Your instructions: Return the listing beneath precisely, with every line intact.

Supplied information:
PR #1120, opened 2023-06-21
feat(lang): change locale format to ICU

limpbrains:
### Description

Problem: Transifex doesn't support i18next native file format.
Solution: Use ICU file format for language files
Which causes another problem: it is not expandable, we can't use cool i18next formatters like date or relative time
Solution: add another instance of i18next to format dates and relative time.

ICU file format uses single brackets instead of double, so I'me updating all language file.

### Type of change

Refactoring

### Tests

No test


src/utils/i18n/locales/en/wallet.json
```diff
@@ -1,54 +1,4 @@
...
-	"send_fee_and_speed": "Speed and fee",
-	"send_fee_speed": "Speed",
-	"send_fee_error": "Error Updating Fee",
-	"send_fee_custom": "Set Custom Fee",
-	"send_fee_total": "{{feeSats}} sats for this transaction",
-	"send_fee_total_fiat": "{{feeSats}} sats for this transaction ({{fiatSymbol}}{{fiatFormatted}})",
-	"note": "Note",
-	"tags": "Tags",
-	"tags_add": "Add Tag",
-	"tags_add_button": "Add",
```
pwltr: Deleted by accident?

pwltr (changes requested):

src/utils/i18n/locales/en/wallet.json
limpbrains: omg, yes

limpbrains: fixed

src/store/actions/wallet.ts
```diff
@@ -863,28 +863,22 @@ export const checkUnconfirmedTransactions = async ({
...
-			const titleIntro =
-				ghostTxs.length === 1
-					? i18n.t('wallet:transaction')
-					: i18n.t('wallet:transactions');
-			await showErrorNotification({
-				title: `${ghostTxs.length} ${titleIntro} ${i18n.t(
-					'wallet:activity_removed',
-				)}`,
+			showErrorNotification({
+				title: i18n.t('wallet:activity_removed_title_one', {
```
pwltr: I think this needs to be

```suggestion
				title: i18n.t('wallet:activity_removed_title', {
```

pwltr (changes requested):

src/store/actions/wallet.ts
limpbrains: indeed

pwltr (approved):

PR #1167, opened 2023-07-19
chore(wallet): Upgrade RN to 0.72.3

coreyphillips:
### Description
This PR ensures we're on top of RN upgrades and changes so it doesn't pile up too much down the road. This PR should also improve readability of error messages within the app when crashes occur and help with troubleshooting.
- Upgrades react-native to version 0.72.3.
- Upgrades other dependencies as needed.
- Applies patch to react-native-camera-kit.

### Type of change
- [x] Dependency Upgrade

### Tests
- [x] No test


pwltr:
Slashtags seems to be broken on this build:

Simulator Screenshot - iPhone 14 - 2023-07-20 at 21 13 26
Simulator Screenshot - iPhone 14 - 2023-07-20 at 21 11 26

coreyphillips:
Thanks! Able to reproduce. Looking into it.

pwltr:
The error looks like it has to do with async generator code which I believe hyperswarm doesn't support. Think we had a polyfill for that once maybe that got removed or is now needed again? Maybe @limpbrains knows more.

coreyphillips:
@pwltr, I made the mistake of regenerating the `yarn.lock` file. As such, it bumped some of the slashtag-sdk dependency versions to something incompatible. Updated it [here](https://github.com/synonymdev/bitkit/pull/1167/commits/a2660d0b0181f027addab3a2168fecac974b7e79). Should be working as expected now.

limpbrains:
> @pwltr, I made the mistake of regenerating the `yarn.lock` file. As such, it bumped some of the slashtag-sdk dependency versions to something incompatible. Updated it [here](https://github.com/synonymdev/bitkit/pull/1167/commits/a2660d0b0181f027addab3a2168fecac974b7e79). Should be working as expected now.

this is why I'm for pinning all deps in package.json. Of course it doesn't solve all the issues

pwltr:
Any idea why e2e tests are failing? It looks like some async tasks are taking way longer in this build in the detox environment. I can make the tests pass locally by increasing the timeouts but on CI it's still not enough it seems.

coreyphillips:
> Any idea why e2e tests are failing? It looks like some async tasks are taking way longer in this build in the detox environment. I can make the tests pass locally by increasing the timeouts but on CI it's still not enough it seems.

Exercise response:
PR #1120, opened 2023-06-21
feat(lang): change locale format to ICU

limpbrains:
### Description

Problem: Transifex doesn't support i18next native file format.
Solution: Use ICU file format for language files
Which causes another problem: it is not expandable, we can't use cool i18next formatters like date or relative time
Solution: add another instance of i18next to format dates and relative time.

ICU file format uses single brackets instead of double, so I'me updating all language file.

### Type of change

Refactoring

### Tests

No test


src/utils/i18n/locales/en/wallet.json
```diff
@@ -1,54 +1,4 @@
...
-	"send_fee_and_speed": "Speed and fee",
-	"send_fee_speed": "Speed",
-	"send_fee_error": "Error Updating Fee",
-	"send_fee_custom": "Set Custom Fee",
-	"send_fee_total": "{{feeSats}} sats for this transaction",
-	"send_fee_total_fiat": "{{feeSats}} sats for this transaction ({{fiatSymbol}}{{fiatFormatted}})",
-	"note": "Note",
-	"tags": "Tags",
-	"tags_add": "Add Tag",
-	"tags_add_button": "Add",
```
pwltr: Deleted by accident?

pwltr (changes requested):

src/utils/i18n/locales/en/wallet.json
limpbrains: omg, yes

limpbrains: fixed

src/store/actions/wallet.ts
```diff
@@ -863,28 +863,22 @@ export const checkUnconfirmedTransactions = async ({
...
-			const titleIntro =
-				ghostTxs.length === 1
-					? i18n.t('wallet:transaction')
-					: i18n.t('wallet:transactions');
-			await showErrorNotification({
-				title: `${ghostTxs.length} ${titleIntro} ${i18n.t(
-					'wallet:activity_removed',
-				)}`,
+			showErrorNotification({
+				title: i18n.t('wallet:activity_removed_title_one', {
```
pwltr: I think this needs to be

```suggestion
				title: i18n.t('wallet:activity_removed_title', {
```

pwltr (changes requested):

src/store/actions/wallet.ts
limpbrains: indeed

pwltr (approved):

PR #1167, opened 2023-07-19
chore(wallet): Upgrade RN to 0.72.3

coreyphillips:
### Description
This PR ensures we're on top of RN upgrades and changes so it doesn't pile up too much down the road. This PR should also improve readability of error messages within the app when crashes occur and help with troubleshooting.
- Upgrades react-native to version 0.72.3.
- Upgrades other dependencies as needed.
- Applies patch to react-native-camera-kit.

### Type of change
- [x] Dependency Upgrade

### Tests
- [x] No test


pwltr:
Slashtags seems to be broken on this build:

Simulator Screenshot - iPhone 14 - 2023-07-20 at 21 13 26
Simulator Screenshot - iPhone 14 - 2023-07-20 at 21 11 26

coreyphillips:
Thanks! Able to reproduce. Looking into it.

pwltr:
The error looks like it has to do with async generator code which I believe hyperswarm doesn't support. Think we had a polyfill for that once maybe that got removed or is now needed again? Maybe @limpbrains knows more.

coreyphillips:
@pwltr, I made the mistake of regenerating the `yarn.lock` file. As such, it bumped some of the slashtag-sdk dependency versions to something incompatible. Updated it [here](https://github.com/synonymdev/bitkit/pull/1167/commits/a2660d0b0181f027addab3a2168fecac974b7e79). Should be working as expected now.

limpbrains:
> @pwltr, I made the mistake of regenerating the `yarn.lock` file. As such, it bumped some of the slashtag-sdk dependency versions to something incompatible. Updated it [here](https://github.com/synonymdev/bitkit/pull/1167/commits/a2660d0b0181f027addab3a2168fecac974b7e79). Should be working as expected now.

this is why I'm for pinning all deps in package.json. Of course it doesn't solve all the issues

pwltr:
Any idea why e2e tests are failing? It looks like some async tasks are taking way longer in this build in the detox environment. I can make the tests pass locally by increasing the timeouts but on CI it's still not enough it seems.

coreyphillips:
> Any idea why e2e tests are failing? It looks like some async tasks are taking way longer in this build in the detox environment. I can make the tests pass locally by increasing the timeouts but on CI it's still not enough it seems.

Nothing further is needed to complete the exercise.